**What is expected**
Only the lines with the string "these" are needed; return each of them from the entries below.

**Data to process**
PR #1080, opened 2018-03-12
Import work as background image

geoffreykwan:
Here are all the new ways work can be imported. For all of these, the work is converted to an image and then used as a background in the second step.

Concept Map to Draw
Concept Map to Graph
Concept Map to Label
Draw to Concept Map
Draw to Graph
Draw to Label
Embedded to Concept Map
Embedded to Draw
Embedded to Label
Graph to Concept Map
Graph to Draw
Graph to Label
Label to Concept Map
Label to Draw
Label to Graph
Table to Concept Map
Table to Draw
Table to Label

The authoring tool part as well as the VLE part should be reviewed. Use connected components to author this new functionality.


hirokiterashima:
Looks great! A few comments:

**Manual testing results (possible changes necessary)**
CM (in step 1) -> Graph (in step 2): did not work consistently.
Draw (in step 1) -> CM, Graph, Label (in step 2): Graph did not import.
Graph (in step 1) -> CM, Draw, Label (in step 2): took a long time, slowed down WISE navigation afterwards.
Label (in step 1) -> CM, Draw, Graph (in step 2): Graph did not import.

Not sure how much we should look into these, but at least CM -> Graph should work more consistently. It may be a function of my slower computer (Mac OSX 2011?)

**Code Improvements (changes needed)**
1. Change var -> let/const in *Service.generateImageFromRenderedComponentState. Also remove unnecessary comments in this function.
2. htmlController: this.mode = this.$scope.mode is repeated twice in the file.

**Other thoughts (no change necessary)**
1. This could have been better separated into smaller PR? It would have made testing and reviewing easier.
2. Ideally we'd make our files shorter and we should not need to write comments like these:
```
// end of ConceptMap class
```
3. Connected Components in advanced view for a component is not easy to find. Maybe we can make this feature more prominent and encourage more authors to use it.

**Result of the exercise**
Here are all the new ways work can be imported. For all of these, the work is converted to an image and then used as a background in the second step.
Not sure how much we should look into these, but at least CM -> Graph should work more consistently. It may be a function of my slower computer (Mac OSX 2011?)
2. Ideally we'd make our files shorter and we should not need to write comments like these:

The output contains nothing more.